Im going to be taking on over $150,000 in debt in order to treat patients. What I really want to know is where Im going to stand economically due to this health care bill once I begin practicing.
BLOCK: Julie, what would you tell the future Dr. Roarke about that?
ROVNER: Well, we haven't talked about this a lot but it has been a large concern for the lawmakers writing this bill, a lack of primary care doctors to take care of all these newly-insured people. So in fact there are incentives in this new law to enlarge the pool of primary care doctors. One big one - and this was added very late - Medicaid, the program for the poor, they're going to increase payments for Medicaid doctors, primary care doctors up to what Medicare pays. That will be a big increase.
There is increased loan forgiveness for up to $50,000 a year for primary care doctors who join the National Health Service Corps. They go off and practice in underserved areas. Thats a big boost. There's going to be more primary care residency slots. So there will be other inducements for more primary care doctors.
There's also, as I mentioned earlier, changes in the way doctors are paid, health care is organized. Those will be other kinds of longer term changes in really the medical care system, all of which are intended to encourage doctors to become primary care doctors. Those will take a little bit longer to be phased in. But yes, there's all kinds of encouragement to expand that pool of primary care doctors.
On the other hand, there's not that much to be done about the fact that medical school is very expensive and specialists are still on balance to be paid more than primary care doctors.
BLOCK: We heard also from Lisa Kantrowitz(ph) of Malvern, Pennsylvania, with a question about how all this is going to be paid for. She asks, when will the Cadillac plan taxes come into play, and who will it affect?
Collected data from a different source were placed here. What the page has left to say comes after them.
PR #585, opened 2019-10-16
Add `url` to package definition

simitt:
Add information from where the package was installed.

related to #515

Follow up from https://github.com/elastic/ecs/pull/532 to focus on adding `URL` from where a software package was installed.

----

Follow up from previous discussions https://github.com/elastic/ecs/pull/532#discussion_r318443653 and https://github.com/elastic/ecs/pull/532#discussion_r319697166 

Last comment from https://github.com/elastic/ecs/pull/532#discussion_r329182793:

>  webmat 16 days ago Member
>
>I was initially misunderstanding the purpose of this field. Its description is not clear enough, and the example is misleading (Docker also has a registry of packages in Docker Hub).
>
>Please remove the field from this PR, and reopen a PR with just this field.
>
>When reopening the new PR, please adjust the following things to remove the ambiguity:
>
>    clarify the description, perhaps something like "Main URL of the software included in the package"
>    change the example so it's aligned with the other examples in the package field set. In other >words, this should be Golang's URL, which according to Homebrew, is simply "https://golang.org".
>
>Another discussion point that I'd like to hash out: instead of partially nesting the URL field set here, I think we could use another pattern we've started using elsewhere, and name the field .reference. WDYT?

@webmat I didn't find a lot of context around using `url.reference`, but from the examples I saw it really looked like it was pointing to a page with a threat reference. Not sure this would translate to the package url here, so for now I went with adding `url.original`. Let's discuss this.


ruflin:
I think this will need a changelog entry.

simitt:
Giving this some more thoughts I am in favor of changing to `package.url.reference`, and making it clear in the description that this URL is e.g. the URL the package manager is pointing to or the URL of the packages project site, included in the package itself (as pointed out by @cwurm in https://github.com/elastic/ecs/pull/532#discussion_r318958329)

SergeyKleyman:
@simitt It might be helpful to understand the differences between these fields if you provide a couple of examples where fields are different. I would recommend examples based on packages installed by sysadmin (such as Debian packages) and packages coming with an application (such as the packages from Java's Maven repository).

simitt:
I changed the name and description. @cwurm and @webmat could you have another look please.

webmat:
I'll address the changelog conflict when merging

She also asks, how do you know if you have a plan considered to be Cadillac?
ROVNER: Well, this was something that was changed in the bill thats being finished just now, the budget reconciliation bill. This doesnt take effect until the year 2018. Your plan has to be worth more than $10,200 for a single person and $27,500 for family coverage, thats both what you and your employer pay if its employer provided insurance.
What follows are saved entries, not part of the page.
Issue #589, opened 2019-10-17
Flesh out support for multiple users in an event


webmat:
We need to flesh out support for multiple users in an event to ECS, when there is a semantic relationship between them. Here are some use cases (please comment if you see additional use cases):

1. User A manages User B (create, modify, delete)
2. Directory User A logs into a machine as User B
3. User A escalates privileges / assumes identity of User B

This has been discussed a bit in the past in #234 , but no concrete plans were made at the time.

ECS currently supports `source.user` and `destination.user`, which may be enough to satisfy the requirements for no 2 above. However since `source` and `destination` are both designed to represent each side of a network connection, the semantics may be problematic when trying to use `source.user` and `destination.user` for no 1 and 3, as these can be purely local events.

*Questions*

Has anyone used `source.user` and `destination.user` in ECS to model these use cases? If so, did this work well, and are there edge cases where it doesn't work as well?

Should we try to model all cases with one naming recommendation for all use cases? As an example, should we always use `user` & `affected.user`. Or should we adjust the naming depending on semantics? E.g. 1) `user` & `affected.user`, 2) `source.user` & `destination.user`, and a different way for 3).

*Points to consider*

* Some schemas use the word "target" to describe the affected user. However the word also has the connotation of sounding like a victim, or the goal of an investigation. It may be a good idea to avoid using this word if we can.
* It may be a good idea to define the non-nested `user` as the user initiating the action in an event, rather than nesting both sides. This way searching for `user.name:bob` would return any events where "bob" was doing something. Searching for events affecting "bob" would require searching for the more qualified field name, like e.g. `affected.user.name:bob`. Pivoting to find anything related to "bob" can somewhat be done in Kibana by searching for `*.name:bob` (not supported via the ES API), or could be done by populating `related.user.name` systematically in all sources, then searching for `related.user.name:bob`.

*Naming ideas*

Please comment with additional naming ideas.

* `user` & `affected.user`
* `user` & `target.user`
* `subject.user` & `target.user` (like Windows)
* `user` & `assumed.user` (privilege escalation)
* ... (your suggestions)

webmat:
cc @neu5ron, @eternalyperplxed, @vbohata, @willemdh 

Your thoughts on this would be appreciated, as always :-)

webmat:
cc @rw-access if you can comment, or cc the right Endgamer to chime in for this discussion :-)

willemdh:
Personally I think for clarity, it would be good to nest all user related data under `user.*`

[...]

PR #591, opened 2019-10-22
Add host.domain field

janniten:
I'm working with windows events 4741,4742 and 4743.
When mapping into ECS I realize that I need a field host.domain 
I found also that host.domain is necessary when mapping certain Fortigate Logs

### DIFF
--- a/schemas/host.yml
+++ b/schemas/host.yml
@@ -88,5 +88,5 @@
         Name of the directory the group is a member of.
 
         For example, an LDAP or Active Directory domain name.
-
+      example: CONTOSO 
 
--- a/schemas/host.yml
+++ b/schemas/host.yml
@@ -85,8 +85,9 @@
       type: keyword
       short: Name of the directory the group is a member of.
       description: >
-        Name of the directory the group is a member of.
+        Name of the domain of which the host is a member. 
 
-        For example, an LDAP or Active Directory domain name.
+        For example, on Windows this could be the host's Active Directory domain or NetBIOS domain name. 
+        For Linux this could be the domain of the host's LDAP provider.
       example: CONTOSO
 
--- a/schemas/host.yml
+++ b/schemas/host.yml
@@ -79,3 +79,14 @@
       example: "x86_64"
       description: >
         Operating system architecture.
+
+    - name: domain
+      level: extended
+      type: keyword
+      short: Name of the directory the group is a member of.
+      description: >
+        Name of the directory the group is a member of.
+
+        For example, an LDAP or Active Directory domain name.
+
+
--- a/schemas/host.yml
+++ b/schemas/host.yml
@@ -88,5 +88,5 @@
         Name of the directory the group is a member of.
 
         For example, an LDAP or Active Directory domain name.
-      example: CONTOSO 
+      example: CONTOSO
 
--- a/CHANGELOG.next.md
+++ b/CHANGELOG.next.md
@@ -10,6 +10,7 @@ Thanks, you're awesome :-) -->
 ### Bugfixes
 
 ### Added
+* Added `host.domain` field. #591
 
 ### Improvements
 
--- a/code/go/ecs/host.go
+++ b/code/go/ecs/host.go
@@ -59,7 +59,9 @@ type Host struct {
 	// Operating system architecture.
 	Architecture string `ecs:"architecture"`
 
-	// Name of the directory the group is a member of.
-	// For example, an LDAP or Active Directory domain name.
+	// Name of the domain of which the host is a member.
+	// For example, on Windows this could be the host's Active Directory domain
+	// or NetBIOS domain name.  For Linux this could be the domain of the
+	// host's LDAP provider.
 	Domain string `ecs:"domain"`
 }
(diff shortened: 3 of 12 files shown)


webmat:

neu5ron:
@janniten what specific windows/beats field name are referring to mapping to `host.domain`?  
I want to make sure at the same time if we should add `host.fqdn`

@webmat this LGTM otherwise, definitely necessary.

janniten:
Hi @neu5ron 
Some examples of specific fields are in windows events 4741,4742 and 4743.
Those events are related to computer account management, i.e, computers as objects in an Active Directory structure.
The field winlog.data.TargetDomainName in these events represent the domain in which the computer account was created. This is an Active Directory Domain name diferent to a fqdn which is a DNS domain name.

As an analogy there exists the user.domain and group.domain which are populated in the same way when  user or group account events are mapped.

janniten:
> I want to make sure at the same time if we should add `host.fqdn`
@neu5ron I think this is neccesary too

webmat:
Yes now that we're fleshing out support for AD/LDAP domains (user, group, now host), perhaps this will create confusion vs DNS domain names (source, dest, client, server, url). We'll see if it becomes a problem, and we can adjust if that's the case.

But for now, let's confidently move forward ;-)

- [ ] Please add an example for the field
- I'd say let's not add fqdn just yet

Once we have the example in place, I think we can merge this. Thanks for your contribution!

Finally, this is unrelated to this PR specifically, but related to your work here and on https://github.com/elastic/beats/pull/14299, I'd love to get your thoughts on https://github.com/elastic/ecs/issues/589, @janniten.

janniten:
Hi @webmat 
I have added the example in the host.yml (same domain Microsoft uses in their examples)
I'll take a look into the discussion in https://github.com/elastic/ecs/issues/589 and leave my comments
Regards!

schemas/host.yml
```diff
@@ -79,3 +79,14 @@
...
+
+    - name: domain
+      level: extended
+      type: keyword
+      short: Name of the directory the group is a member of.
+      description: >
+        Name of the directory the group is a member of.
+
+        For example, an LDAP or Active Directory domain name.
+      example: CONTOSO
```
webmat: 🤔 I expected this would look more like a domain name, actually.

I suppose it's something optional? Companies that run their domain 100% internal could name their domain CONTOSO, and if the company wanted to make this publicly accessible, it may be "contoso.net"?

Or was the `.fqdn` discussion meant to be about the FQDN of the domain controller? When I read it, I understood `host.fqdn` to be the fqdn of the host, which could in this case be "bob-laptop.CONTOSO"?

webmat: > same domain Microsoft uses in their examples

Love the approach in any case :-)

janniten: Hi @webmat it is only a name (can be anything) that refers to an Active Directory Domain or Windows Domain.
It is not optional, always exists. If you do not have an AD the domain name in the event is the name of the local computer. 
Users, Groups and Computers (and in general, objects within the domain) are referenced as domain_name\object-name.
In the case of bob's laptop the reference will be CONTOSO\bob.laptop 
It is not related to domain name in the context of DNS nor with the fact that the domain permit the object will be publicly accesible.
Real domain name examples and user names

An old company I worked for (and doesn't exist anymore :) )
domain: NEXTEL_AR

My home local domain
TargetUserName	Anna
TargetDomainName	DESKTOP-4564S0K

Either is an Active Directory or an stand alone computer in a private network , Windows always asigns a domain name :)

schemas/host.yml
```diff
@@ -79,3 +79,14 @@
       example: "x86_64"
       description: >
         Operating system architecture.
+
+    - name: domain
+      level: extended
+      type: keyword
+      short: Name of the directory the group is a member of.
+      description: >
+        Name of the directory the group is a member of.
```
andrewkroh: I would think this would read like:

"Name of the domain of which the host is a member. For example, on Windows this could be the host's Active Directory domain or NetBIOS domain name. For Linux this could be the domain of the host's LDAP provider."

janniten: Fixed!

janniten:
Working today with events 4741-2-3 came up an observation about the use of the fields host.* for this events.
@andrewkroh @webmat What do you think?

https://discuss.elastic.co/t/winlogbeat-evt-4741-4742-4743-computer-management-events/206069

janniten:
@andrewkroh @webmat  
I found that mapping event log's Computer Management Events  to hosts.* will cause some inconsistencies.
For all events, the host.name field is filled with the host that is the source of the event. I think I cannot use the host.name in order to put the name of the computer name being created/deleted/modified.
Instead of that maybe we can introduce some winlog especifc fields in order to map those fields
I propose these ones: 
winlog.event_data.TargetSid                 -> winlog.computer.id
winlog.event_data.TargetUserName     -> winlog.computer.name
winlog.event_data.TargetDomainName -> winlog.computer.domain

What do you think?
Thank You

andrewkroh:
@janniten I think the issue you describe relates to #589. While that issue is about multiple users (source and target) I think the concept of a "target" (or whatever we call it) should expand to include a target machine.

I think this PR is good to merge. @webmat agree?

And those plans can be worth even more if you're a retiree or you're in a high-risk profession, like a police officer or a firefighter. And dental and vision coverage don't count toward those totals, by the way. So these are very, very high-end plans.
BLOCK: Julie, we've been wondering, and we certainly heard from listeners too about this, about how the health care law is going to be enforced. Who figures out if insurance companies are doing what they're supposed to be doing? What do you know about that?
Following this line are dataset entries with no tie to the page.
PR #592, opened 2019-10-22
Add link to ecs-logging project, pointing users to log formatters that support ECS.

webmat:


webmat:
Should be merged only when the readme actually lists the logging libraries :-)

webmat:
Actually I'll tone down the "many languages" for now, since there's only two present at the destination :-)

@ruflin You asked (forget where) why this wasn't added directly to the main ECS repo. For now I think the separation makes sense, as the other repo may end up containing implementation details that are common to the logging libraries and formatters, and not directly related to the schema itself. Also this is a greenfield project, so moving fast over there makes sense, until the initiative finds its stride.

If the repo ends up not being needed, agreed we could perhaps eliminate it later.

PR #599, opened 2019-10-29
Add process.command_line

webmat:


schemas/process.yml
```diff
@@ -45,15 +45,26 @@
...
+    - name: command_line
+      level: extended
+      type: keyword
+      short: Full command line that started the process.
+      description: >
+        Full command line that started the process, including the absolute path
+        to the executable, and all arguments.
+
+        Some arguments may be filtered to protect sensitive information.
+      example: "/usr/bin/ssh -l user 10.0.0.16"
```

ROVNER: Well, the main enforcement, and those who will write the rules will come from the Department of Health and Human Services. They will be assisted by those at the Department of Labor. But people are correct when they say that the Internal Revenue Service will play a role in this, because you will have to declare on your income taxes whether or not you have health insurance thats this individual mandate. And if you don't have health insurance, that's how you'll pay the penalty that will be required, with your taxes.
BLOCK: And who figures out, yes, insurance companies are not cherry-picking, they're not dropping people with preexisting conditions?
ROVNER: That will be the Department of Health and Human Services.
BLOCK: Julie, thanks very much.
ROVNER: You're very welcome.
BLOCK: NPR health policy correspondent Julie Rovner.